Water scarcity in a period of climate uncertainty necessitates exploring new avenues for recharging depleted groundwater. The Western United States, including the agriculturally rich San Joaquin Valley (SJV), is highly dependent on winter precipitation and accumulated snow pack to refill reservoirs for use during peak summer agricultural operations. However, severe weather patterns (such as the current drought) have drastically reduced both the amount and longevity of the snow pack resulting in the over-drafting of groundwater. This study investigated the potential for managed aquifer recharge (MAR) using secondary treated wastewater. The approach employs an infiltration basin water balance (WB), soil columns (SC) infiltration tests, subsurface simulations (Hydrus modeling), and geographic soil survey data (NRCS SSURGO) for regional upscaling. We address the following key questions: i) Is there a correlation between a field-scale water balance and a soil column study? ii) What portion of applied wastewater effluent leads to recharge?, and iii) What is the overall potential of MAR to supplement regional recharge, using the southern SJV as a case study?

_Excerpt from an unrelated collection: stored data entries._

PR #1677, opened 2024-10-24
`cairo-lang-macro` fix null-byte panics

Draggu:


plugins/cairo-lang-macro/src/types/conversion.rs
```diff
@@ -95,7 +95,9 @@ impl TokenStream {
     ///
     /// # Safety
     #[doc(hidden)]
-    pub fn into_stable(self) -> StableTokenStream {
+    pub fn into_stable(mut self) -> StableTokenStream {
+        // Remove 0 bytes so conversion will always work.
```
mkaput, line 99: have you managed to find out why these null bytes where there?

Draggu: Sadly no, this is workaround for it.

mkaput: Have you tried logging all TokenStream allocations (even plain dbg! is fine) to a file and mining that data to find a culprit? If not, can you please send me such dump to analyze myself please? :)

PR #1680, opened 2024-10-24
Proc macro server: Load `ProcMacroHost`

Draggu:
**Stack**:
- #1686
- #1685
- #1684
- #1683
- #1718
- #1682
- #1681
- #1680 ⬅


scarb/src/bin/scarb/commands/proc_macro_server.rs
```diff
@@ -1,7 +1,52 @@
...
+        &FeaturesOpts {
+            features: FeaturesSelector::AllFeatures,
+            no_default_features: false,
+        },
+        &ws,
+    )?;
+
+    for unit in &compilation_units {
+        if let CompilationUnit::ProcMacro(_) = unit {
+            ops::compile_unit(unit.clone(), &ws)?;
```
mkaput, line 23: why are you compiling everything here?

mkaput (changes requested):

scarb/src/bin/scarb/commands/proc_macro_server.rs
```diff
@@ -1,7 +1,52 @@
...
+    compiler::{plugin::proc_macro::ProcMacroHost, CairoCompilationUnit, CompilationUnit},
+    core::{Config, Workspace},
+    ops::{self, FeaturesOpts, FeaturesSelector},
+};
 
 #[tracing::instrument(skip_all, level = "info")]
-pub fn run(_config: &Config) -> Result<()> {
-    unimplemented!()
+pub fn run(config: &mut Config) -> Result<()> {
+    let ws = ops::read_workspace(config.manifest_path(), config)?;
```
Arcticae, line 10: What if this changes in time (i.e. more crates are added)

mkaput: We will detect this on a client (LS) and just restart the server

scarb/src/bin/scarb/commands/proc_macro_server.rs
Draggu: Not sure what could be omitted. If you have better inside can you type here what could be removed?

mkaput: Compiling creates the `RootDatabase`, runs full compilation and outputs artefacts. That's nothing we can make use of, so we are safe to skip this.

The rest of the code here all looks okay for me here. We basically need to `scarb fetch` before booting up, so you just need to:
1. Read the workspace
2. Resolve it, including downloading all dependencies.
3. Generate compilation units to gather all compiler db parameters.
4. Create proc macro host.

maciektr: @mkaput but those are only macros -> per match one line prior

mkaput: > @mkaput but those are only macros -> per match one line prior

I don't understand, could you elaborate please?

maciektr:
```
        if let CompilationUnit::ProcMacro(_) = unit {
            ops::compile_unit(unit.clone(), &ws)?;
```
Unit is only compiled, if it fulfills the `let CompilationUnit::ProcMacro(_) = unit` match, thus is guaranteed to represent a procedural macro.

mkaput: 🤦🏻 I didn't notice this. @Draggu Could you please add a comment elaborating that we are compiling procedural macros here?

mkaput (approved):

piotmag769 (approved):

PR #1681, opened 2024-10-24
Add Proc macro server

Draggu:
**Stack**:
- #1686
- #1685
- #1684
- #1683
- #1718
- #1682
- #1681 ⬅


scarb/src/ops/proc_macro_server/connection.rs
```diff
@@ -0,0 +1,98 @@
...
+                    eprintln!("Error occurred while deserializing request, used input:\n{line}");
+
+                    break;
+                };
+
+                if reader_sender.send(request).is_err() {
+                    eprintln!("Error occurred while sending request to worker threads");
+
+                    break;
+                }
```
mkaput, line 48: a lot of vertical noise here imo

```suggestion
                if stdin.read_line(&mut line).is_err() {
                    eprintln!("Error occurred while reading from stdin");
                    break;
                }

                if line.is_empty() {
                    continue;
                }

                let Ok(request) = serde_json::from_str(&line) else {
                    eprintln!("Error occurred while deserializing request, used input:\n{line}");
                    break;
                };

                if reader_sender.send(request).is_err() {
                    eprintln!("Error occurred while sending request to worker threads");
                    break;
                }
```

scarb/src/ops/proc_macro_server/connection.rs
```diff
@@ -0,0 +1,98 @@
...
+            let mut line = String::new();
+
+            loop {
+                line.clear();
+
+                if stdin.read_line(&mut line).is_err() {
+                    eprintln!("Error occurred while reading from stdin");
+
+                    break;
+                }
```
mkaput, line 32: 1. don't you want to build errors here & use anyhow contexts?
2. you're logging to stderr here, so use `tracing` macros

scarb/src/ops/proc_macro_server/connection.rs
```diff
@@ -0,0 +1,98 @@
+use crossbeam_channel::{Receiver, Sender};
+use proc_macro_server_api::{RpcRequest, RpcResponse};
+use std::{
+    io::{BufRead, Write},
+    thread::JoinHandle,
+};
```
mkaput, line 6: we don't use nested imports in our codebases

mkaput (changes requested):

scarb/src/ops/proc_macro_server/connection.rs
```diff
@@ -0,0 +1,101 @@
...
+pub struct Connection {
+    pub sender: Sender<RpcResponse>,
+    pub receiver: Receiver<RpcRequest>,
+    io_threads: IoThreads,
+}
+
+impl Connection {
+    pub fn new() -> Self {
+        let (reader_sender, reader_receiver) = crossbeam_channel::bounded(0);
+        let (writer_sender, writer_receiver) = crossbeam_channel::bounded(0);
```
mkaput, line 17: you can use `std::sync::mpsc` here as well, it's baked by crossbeam under the hood anyway, yet less deps to think about

mkaput (changes requested):

scarb/src/ops/proc_macro_server/connection.rs
Draggu: I think it is different implementation https://github.com/crossbeam-rs/crossbeam/blob/10f0296a274f5c4b904a9e6bf95b0ca7e37708cb/crossbeam-channel/README.md?plain=1#L16

mkaput: https://www.reddit.com/r/rust/comments/18z6bcz/comment/kgfkgne/?utm_source=share&utm_medium=web3x&utm_name=web3xcss&utm_term=1&utm_content=share_button

Draggu: Good to know, but after looking at our case we need `std::sync::mpmc` (we have multiple consumers and single producer for channel that is reading input and sending it to worker threads) not `std::sync::mpsc` and `std::sync::mpmc` is nightly only now.

mkaput (approved):

piotmag769 (approved):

For the soils of the southern SJV, there were strong correlations between soil column study and water balance approach (Slope=0.75 and Intercept=22.35 with r2=0.99). A WB method showed that basin infiltration rates dropped from 125.2 mm/day on day 7 to 40.6 mm/day on day 330. Given these infiltration rates, we estimated that 225-1220 hectares of land will be required to successfully dispose of 0.5-0.6 million m3/day of wastewater (generated from the four regional waste water treatment facility in southern SJV). Hydrus 2D simulation package also successfully modeled field measurements of water content and the observed water balance percentage with recharge rates were 9.7-68.9 mm/day depending on area, soil type, and duration of use of the reclamation basin. Utilizing NRCS SSURGO data, recharge rate, and volume of wastewater, it is estimated that 5.8-42.2 % of the incoming wastewater could contribute to recharge if directed at all the candidate infiltration zones. California overdrafts approximately 2 million acre feet of groundwater annually, this associated regional MAR in SJV would reduce that volume by approximately 0.8-2.5%. It is important to add, however, that health concerns associated with reclaimed wastewater remain and need to be addressed before this approach can be fully embraced.